Добавить в цитаты Настройки чтения

Страница 4 из 94



— Будь тут мои ребята, — обратился к ней майор, — они б с этого вашего борчалинца шомполами шкуру спустили! Знал бы, как драться…

— Нет! — почти крикнула вдруг Анна.

— То есть как это «нет»? — удивился майор.

— Нет… — уже спокойно, обычным голосом повторила Анна. — Нам следует терпеть. И вы тоже ссориться с ним не должны, если вправду Георгия любите…

«Нет так нет!» — подумал майор, но ничего не сказал и стал молча рассматривать висящую на стене черную черкеску. Спокойствие и достоинство Анны раздражали его с самого начала. Она сидела с таким видом, словно не то что бить ее, но и просто сказать ей что-нибудь непочтительное никто никогда не посмел бы, словно перед сном она ничем уж другим, кроме молитв, и не занималась. Можно было подумать, что майору она гораздо нужнее, чем он ей. А ведь, направляясь сюда, он был убежден, что пострадавшие мать с сыном сочтут его визит великим для себя счастьем, готовы будут руки ему целовать, прыгать вокруг него от радости!
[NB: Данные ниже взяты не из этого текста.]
PR #199, opened 2017-12-08
Pick an unused fd to capture subshell output

### LINKED ISSUE #198: Closing file descriptors can affect capturing subcommand output
This was reported as [rhbz#1116072](https://bugzilla.redhat.com/show_bug.cgi?id=1116072). I'm copying it here for clarity because the original bug report (especially the test case) is wrong about several points. Also, the Redhat fix has multiple problems and only fixes the problem accidentally and even then only for the specific test case in rhbz#1116072 not other variations of that test case.

krader1961:
A subshell that manipulates file descriptors, such as redirecting fd 3
then closing it, interferes with capturing its output. Ensure we use a
file descriptor that is not in use.

Fix #198

### DIFF
--- a/src/cmd/ksh93/sh/io.c
+++ b/src/cmd/ksh93/sh/io.c
@@ -1881,6 +1881,24 @@ void sh_vexsave(Shell_t *shp,int fn,int fd,Spawnvex_f vexfun, void *arg)
 	}
 }
 
+// Return the lowest numbered fd that is equal to or greater than the requested
+// `min_fd` and which is not currently in use.
+int sh_get_unused_fd(Shell_t* shp, int min_fd) {
+	int fd;
+
+	while (true) {
+	    if (fcntl(min_fd, F_GETFD) == -1) {
+		for(fd = 0; fd < shp->topfd; fd++) {
+		    if (filemap[fd].save_fd == min_fd || filemap[fd].orig_fd == min_fd) break;
+		}
+		if (fd == shp->topfd) break;
+	    }
+	    min_fd++;
+	}
+
+	return min_fd;
+}
+
 /*
  *  close all saved file descriptors
  */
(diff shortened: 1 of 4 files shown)


src/cmd/ksh93/sh/io.c
```diff
@@ -1881,6 +1881,24 @@ void sh_vexsave(Shell_t *shp,int fn,int fd,Spawnvex_f vexfun, void *arg)
 	}
 }
 
+// Return the lowest numbered fd that is equal to or greater than the requested
```
siteshwar: Rest of the ksh code uses ```/*...*/``` type of comments.

src/cmd/ksh93/sh/io.c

Ибо человеку, попавшему в беду, нужнее всего сочувствие, пусть даже мнимое, неискреннее, высказываемое просто из вежливости, — и это для него благо, и размышлять, вправду ли ты так уж переживаешь его несчастье, ему отнюдь не пристало: он обязан довольствоваться тем, что ты стоишь рядом с ним, быть благодарным и за это — ведь остаться в одиночестве человек страшится больше самой беды. Майор считал, что творит добро, оказывает милость, — она ж как будто и не обращала внимания на такого короля, лично пожаловавшего к ней для выражения сочувствия и дружбы. Майор знал, что благодаря блестящим эполетам урукийцы его уважают и даже побаиваются, — поэтому-то он и во время работы не оставлял своего мундира в палатке, а развешивал его на дереве для всеобщего обозрения, словно документ, не только подтверждающий исключительные полномочия своего владельца, не только гарантирующий неприкосновенность его усадьбы, но и облекающий неким ослепительным ореолом его самого — даже когда голый по пояс, с ладонями, стертыми в кровь, как у самого обыкновенного крестьянина, он расчищал двор от сорняков, битой черепицы, гнилых досок Не лучше матери встретил его и щенок — тот вообще надулся, словно капризная любовница; и это тоже раздражало майора! Он не мог понять, чем они, в конце концов, так недовольны — тем ли, что он пьет их паршивую водку, или тем, что ему вообще открыли Дверь, впустили его в свое логово, пропитанное потом борчалинца и из-за висевшей на стене черной черкески казавшееся еще более темным и угрюмым. А может, его обвиняли в том, что он не дал борчалинцу убить себя из-за них вчера ночью? Да нет — не такие ж они, должно быть, все-таки наглые…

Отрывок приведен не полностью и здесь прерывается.